* Given information

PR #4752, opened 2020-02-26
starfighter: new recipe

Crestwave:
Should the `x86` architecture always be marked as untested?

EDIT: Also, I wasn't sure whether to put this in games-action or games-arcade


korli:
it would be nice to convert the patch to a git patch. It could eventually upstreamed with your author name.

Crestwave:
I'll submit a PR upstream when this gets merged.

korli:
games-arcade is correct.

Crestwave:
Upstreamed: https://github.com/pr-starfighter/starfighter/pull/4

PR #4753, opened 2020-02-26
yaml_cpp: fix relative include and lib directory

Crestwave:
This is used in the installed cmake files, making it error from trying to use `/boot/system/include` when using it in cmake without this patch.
* * *
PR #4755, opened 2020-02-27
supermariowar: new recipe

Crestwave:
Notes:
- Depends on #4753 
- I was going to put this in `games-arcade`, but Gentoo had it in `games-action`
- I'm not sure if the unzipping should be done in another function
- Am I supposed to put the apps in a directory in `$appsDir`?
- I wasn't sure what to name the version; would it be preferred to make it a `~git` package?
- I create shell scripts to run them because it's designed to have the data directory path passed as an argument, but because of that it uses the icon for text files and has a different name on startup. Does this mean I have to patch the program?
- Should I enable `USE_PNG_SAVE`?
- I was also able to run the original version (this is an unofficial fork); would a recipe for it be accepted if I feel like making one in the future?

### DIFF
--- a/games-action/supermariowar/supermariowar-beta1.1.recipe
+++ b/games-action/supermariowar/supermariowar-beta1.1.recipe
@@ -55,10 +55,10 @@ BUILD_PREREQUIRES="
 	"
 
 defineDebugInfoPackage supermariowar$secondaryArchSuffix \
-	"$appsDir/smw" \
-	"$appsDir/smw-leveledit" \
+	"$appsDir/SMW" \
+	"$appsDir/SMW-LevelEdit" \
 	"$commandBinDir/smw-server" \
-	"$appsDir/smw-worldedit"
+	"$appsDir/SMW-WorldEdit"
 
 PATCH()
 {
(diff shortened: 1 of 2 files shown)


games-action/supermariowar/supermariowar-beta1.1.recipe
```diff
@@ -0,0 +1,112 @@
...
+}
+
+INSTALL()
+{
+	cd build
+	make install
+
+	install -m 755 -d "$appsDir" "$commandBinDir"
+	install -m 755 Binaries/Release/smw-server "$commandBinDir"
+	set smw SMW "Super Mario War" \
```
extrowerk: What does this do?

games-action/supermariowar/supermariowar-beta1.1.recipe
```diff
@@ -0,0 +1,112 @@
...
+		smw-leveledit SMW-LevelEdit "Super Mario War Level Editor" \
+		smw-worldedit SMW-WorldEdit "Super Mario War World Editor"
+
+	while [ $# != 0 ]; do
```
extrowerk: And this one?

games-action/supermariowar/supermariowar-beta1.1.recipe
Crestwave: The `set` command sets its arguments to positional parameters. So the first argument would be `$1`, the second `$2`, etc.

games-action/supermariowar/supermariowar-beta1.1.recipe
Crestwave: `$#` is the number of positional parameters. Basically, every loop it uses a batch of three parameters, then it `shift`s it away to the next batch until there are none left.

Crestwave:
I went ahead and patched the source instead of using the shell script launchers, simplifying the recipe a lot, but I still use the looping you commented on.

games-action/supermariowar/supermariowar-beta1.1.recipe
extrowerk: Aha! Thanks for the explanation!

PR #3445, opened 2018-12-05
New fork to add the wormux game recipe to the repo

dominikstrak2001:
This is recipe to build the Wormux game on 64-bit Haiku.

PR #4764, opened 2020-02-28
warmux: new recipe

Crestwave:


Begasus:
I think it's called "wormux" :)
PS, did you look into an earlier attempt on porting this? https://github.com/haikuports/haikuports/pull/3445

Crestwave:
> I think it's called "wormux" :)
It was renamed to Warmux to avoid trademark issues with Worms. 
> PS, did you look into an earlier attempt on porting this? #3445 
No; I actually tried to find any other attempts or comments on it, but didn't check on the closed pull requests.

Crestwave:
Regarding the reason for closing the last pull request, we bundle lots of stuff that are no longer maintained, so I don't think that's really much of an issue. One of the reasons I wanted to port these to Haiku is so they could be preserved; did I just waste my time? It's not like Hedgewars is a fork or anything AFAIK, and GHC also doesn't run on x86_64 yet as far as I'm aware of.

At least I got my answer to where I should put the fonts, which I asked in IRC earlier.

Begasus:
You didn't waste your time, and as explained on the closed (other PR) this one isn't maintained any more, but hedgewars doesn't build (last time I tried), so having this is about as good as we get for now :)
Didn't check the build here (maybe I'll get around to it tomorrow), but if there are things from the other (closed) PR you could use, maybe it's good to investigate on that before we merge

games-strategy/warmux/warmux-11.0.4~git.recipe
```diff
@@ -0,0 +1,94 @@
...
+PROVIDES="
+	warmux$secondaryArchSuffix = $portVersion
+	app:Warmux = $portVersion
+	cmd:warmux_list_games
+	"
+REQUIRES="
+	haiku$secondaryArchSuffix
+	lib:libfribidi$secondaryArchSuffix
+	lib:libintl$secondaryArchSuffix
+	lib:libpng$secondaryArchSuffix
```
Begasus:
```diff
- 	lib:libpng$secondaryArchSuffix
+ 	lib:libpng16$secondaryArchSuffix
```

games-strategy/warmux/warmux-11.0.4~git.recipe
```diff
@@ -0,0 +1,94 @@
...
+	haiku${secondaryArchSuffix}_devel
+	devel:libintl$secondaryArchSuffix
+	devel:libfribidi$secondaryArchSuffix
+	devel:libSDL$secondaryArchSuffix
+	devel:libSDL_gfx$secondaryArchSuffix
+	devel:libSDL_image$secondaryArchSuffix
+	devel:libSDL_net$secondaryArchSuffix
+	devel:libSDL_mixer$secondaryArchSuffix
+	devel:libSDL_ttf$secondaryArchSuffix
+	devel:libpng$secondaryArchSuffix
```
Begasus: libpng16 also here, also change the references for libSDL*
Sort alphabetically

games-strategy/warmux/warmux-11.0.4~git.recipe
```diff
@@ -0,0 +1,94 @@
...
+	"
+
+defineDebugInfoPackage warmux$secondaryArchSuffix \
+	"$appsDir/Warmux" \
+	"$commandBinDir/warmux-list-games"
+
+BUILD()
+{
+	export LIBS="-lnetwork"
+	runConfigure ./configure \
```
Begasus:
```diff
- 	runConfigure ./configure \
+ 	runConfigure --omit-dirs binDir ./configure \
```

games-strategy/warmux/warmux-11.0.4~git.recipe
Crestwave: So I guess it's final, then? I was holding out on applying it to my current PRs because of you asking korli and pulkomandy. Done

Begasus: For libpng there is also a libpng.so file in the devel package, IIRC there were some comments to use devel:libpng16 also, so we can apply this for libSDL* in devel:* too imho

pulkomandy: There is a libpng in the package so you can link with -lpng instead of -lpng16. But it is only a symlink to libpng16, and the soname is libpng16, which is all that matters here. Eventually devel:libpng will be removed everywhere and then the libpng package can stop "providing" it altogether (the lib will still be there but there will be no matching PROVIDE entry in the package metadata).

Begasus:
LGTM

* Exercise goal
Every line above that holds the word "time" should be copied out.

* Written response
Regarding the reason for closing the last pull request, we bundle lots of stuff that are no longer maintained, so I don't think that's really much of an issue. One of the reasons I wanted to port these to Haiku is so they could be preserved; did I just waste my time? It's not like Hedgewars is a fork or anything AFAIK, and GHC also doesn't run on x86_64 yet as far as I'm aware of.
You didn't waste your time, and as explained on the closed (other PR) this one isn't maintained any more, but hedgewars doesn't build (last time I tried), so having this is about as good as we get for now :)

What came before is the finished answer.